Exercise goal: The output should be all lines of the entries below in which the word "take" occurs.

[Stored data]
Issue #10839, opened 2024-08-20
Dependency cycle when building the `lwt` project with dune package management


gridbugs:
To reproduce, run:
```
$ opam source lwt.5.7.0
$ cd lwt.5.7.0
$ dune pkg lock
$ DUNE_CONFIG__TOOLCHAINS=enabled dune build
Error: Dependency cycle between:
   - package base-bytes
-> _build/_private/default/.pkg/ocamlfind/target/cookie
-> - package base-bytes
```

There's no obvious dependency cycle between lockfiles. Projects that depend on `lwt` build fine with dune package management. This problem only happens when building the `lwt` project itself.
---
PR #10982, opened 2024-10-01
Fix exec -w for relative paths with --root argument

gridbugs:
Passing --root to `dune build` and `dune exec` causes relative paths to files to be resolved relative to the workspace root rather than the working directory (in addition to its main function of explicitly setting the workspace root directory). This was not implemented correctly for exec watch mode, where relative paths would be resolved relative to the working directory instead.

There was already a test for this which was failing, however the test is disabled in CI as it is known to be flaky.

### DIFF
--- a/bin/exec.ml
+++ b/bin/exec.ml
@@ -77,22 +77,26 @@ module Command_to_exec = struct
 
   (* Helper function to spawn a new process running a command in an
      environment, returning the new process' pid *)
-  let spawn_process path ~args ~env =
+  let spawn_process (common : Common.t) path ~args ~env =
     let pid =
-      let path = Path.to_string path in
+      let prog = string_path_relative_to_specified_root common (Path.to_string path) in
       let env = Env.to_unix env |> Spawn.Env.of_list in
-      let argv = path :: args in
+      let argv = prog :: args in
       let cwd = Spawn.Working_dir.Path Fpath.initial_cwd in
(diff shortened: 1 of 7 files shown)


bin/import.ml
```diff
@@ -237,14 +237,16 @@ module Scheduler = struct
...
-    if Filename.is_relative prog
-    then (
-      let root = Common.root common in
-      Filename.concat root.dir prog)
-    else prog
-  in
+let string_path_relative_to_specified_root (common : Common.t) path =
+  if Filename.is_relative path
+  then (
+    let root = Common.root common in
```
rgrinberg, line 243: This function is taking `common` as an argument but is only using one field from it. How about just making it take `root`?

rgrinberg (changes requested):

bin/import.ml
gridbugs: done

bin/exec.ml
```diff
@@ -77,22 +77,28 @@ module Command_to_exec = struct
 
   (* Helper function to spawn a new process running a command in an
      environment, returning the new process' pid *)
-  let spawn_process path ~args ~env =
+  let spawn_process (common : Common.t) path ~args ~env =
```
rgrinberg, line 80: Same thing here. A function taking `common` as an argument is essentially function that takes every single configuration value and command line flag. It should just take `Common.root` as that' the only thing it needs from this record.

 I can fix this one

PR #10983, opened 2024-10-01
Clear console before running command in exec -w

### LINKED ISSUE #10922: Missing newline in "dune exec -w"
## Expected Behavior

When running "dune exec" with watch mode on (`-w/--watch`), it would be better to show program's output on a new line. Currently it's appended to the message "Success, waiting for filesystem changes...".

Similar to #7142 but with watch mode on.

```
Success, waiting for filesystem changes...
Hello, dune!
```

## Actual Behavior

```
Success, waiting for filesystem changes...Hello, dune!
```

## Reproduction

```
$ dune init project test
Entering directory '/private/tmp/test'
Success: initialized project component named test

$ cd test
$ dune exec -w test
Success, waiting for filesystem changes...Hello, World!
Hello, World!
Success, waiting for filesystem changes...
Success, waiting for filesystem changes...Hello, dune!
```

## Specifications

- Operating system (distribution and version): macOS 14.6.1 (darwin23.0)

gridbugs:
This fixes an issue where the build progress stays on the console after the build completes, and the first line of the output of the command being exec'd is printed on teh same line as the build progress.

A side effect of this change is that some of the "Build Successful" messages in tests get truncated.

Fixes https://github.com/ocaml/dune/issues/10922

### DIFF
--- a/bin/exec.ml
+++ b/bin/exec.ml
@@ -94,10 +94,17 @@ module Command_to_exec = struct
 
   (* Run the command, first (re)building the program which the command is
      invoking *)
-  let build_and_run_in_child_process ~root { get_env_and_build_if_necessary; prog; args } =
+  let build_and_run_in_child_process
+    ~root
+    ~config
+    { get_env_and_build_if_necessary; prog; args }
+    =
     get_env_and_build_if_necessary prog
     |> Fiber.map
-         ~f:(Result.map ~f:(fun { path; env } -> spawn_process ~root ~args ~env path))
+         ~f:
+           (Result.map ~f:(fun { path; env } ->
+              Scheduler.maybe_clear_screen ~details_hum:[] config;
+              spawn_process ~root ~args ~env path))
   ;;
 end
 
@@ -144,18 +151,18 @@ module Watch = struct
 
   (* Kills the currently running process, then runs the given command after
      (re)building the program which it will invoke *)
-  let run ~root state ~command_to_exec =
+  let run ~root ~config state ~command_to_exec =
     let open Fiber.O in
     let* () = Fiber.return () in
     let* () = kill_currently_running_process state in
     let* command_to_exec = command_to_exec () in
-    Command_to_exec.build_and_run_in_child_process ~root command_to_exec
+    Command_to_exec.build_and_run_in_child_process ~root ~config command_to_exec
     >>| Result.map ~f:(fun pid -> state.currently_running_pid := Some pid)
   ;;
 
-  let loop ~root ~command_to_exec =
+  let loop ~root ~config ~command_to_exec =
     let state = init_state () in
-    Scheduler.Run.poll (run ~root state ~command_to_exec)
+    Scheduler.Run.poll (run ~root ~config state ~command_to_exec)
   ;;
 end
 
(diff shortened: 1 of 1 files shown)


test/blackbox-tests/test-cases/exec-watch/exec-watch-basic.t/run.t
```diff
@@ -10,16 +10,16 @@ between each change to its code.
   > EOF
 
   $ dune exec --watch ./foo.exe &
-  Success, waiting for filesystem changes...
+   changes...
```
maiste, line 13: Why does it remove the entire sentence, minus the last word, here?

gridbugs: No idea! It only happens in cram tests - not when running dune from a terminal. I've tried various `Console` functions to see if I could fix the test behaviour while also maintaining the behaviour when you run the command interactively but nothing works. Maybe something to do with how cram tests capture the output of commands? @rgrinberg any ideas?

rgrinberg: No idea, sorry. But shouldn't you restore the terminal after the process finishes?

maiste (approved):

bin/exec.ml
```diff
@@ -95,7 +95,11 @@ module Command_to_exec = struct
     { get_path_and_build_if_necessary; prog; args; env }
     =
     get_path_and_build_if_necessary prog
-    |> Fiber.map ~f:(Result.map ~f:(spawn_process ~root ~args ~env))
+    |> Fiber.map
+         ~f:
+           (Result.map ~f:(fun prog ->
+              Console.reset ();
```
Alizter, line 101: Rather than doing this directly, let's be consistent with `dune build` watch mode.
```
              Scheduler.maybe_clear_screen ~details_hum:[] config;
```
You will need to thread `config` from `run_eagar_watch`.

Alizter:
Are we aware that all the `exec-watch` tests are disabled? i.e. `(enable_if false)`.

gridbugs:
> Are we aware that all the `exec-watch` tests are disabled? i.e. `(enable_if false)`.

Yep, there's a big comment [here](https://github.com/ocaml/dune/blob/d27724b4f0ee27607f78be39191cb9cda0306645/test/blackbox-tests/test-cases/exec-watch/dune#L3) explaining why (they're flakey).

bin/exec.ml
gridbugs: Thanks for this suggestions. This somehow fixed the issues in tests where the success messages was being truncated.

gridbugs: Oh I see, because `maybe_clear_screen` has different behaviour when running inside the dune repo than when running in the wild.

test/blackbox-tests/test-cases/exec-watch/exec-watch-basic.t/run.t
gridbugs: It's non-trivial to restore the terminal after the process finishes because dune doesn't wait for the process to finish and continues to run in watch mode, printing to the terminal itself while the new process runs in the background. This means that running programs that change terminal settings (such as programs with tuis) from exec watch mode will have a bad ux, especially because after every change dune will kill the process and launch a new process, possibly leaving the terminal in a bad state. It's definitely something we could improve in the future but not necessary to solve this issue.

Exercise result:
rgrinberg, line 243: This function is taking `common` as an argument but is only using one field from it. How about just making it take `root`?
rgrinberg, line 80: Same thing here. A function taking `common` as an argument is essentially function that takes every single configuration value and command line flag. It should just take `Common.root` as that' the only thing it needs from this record.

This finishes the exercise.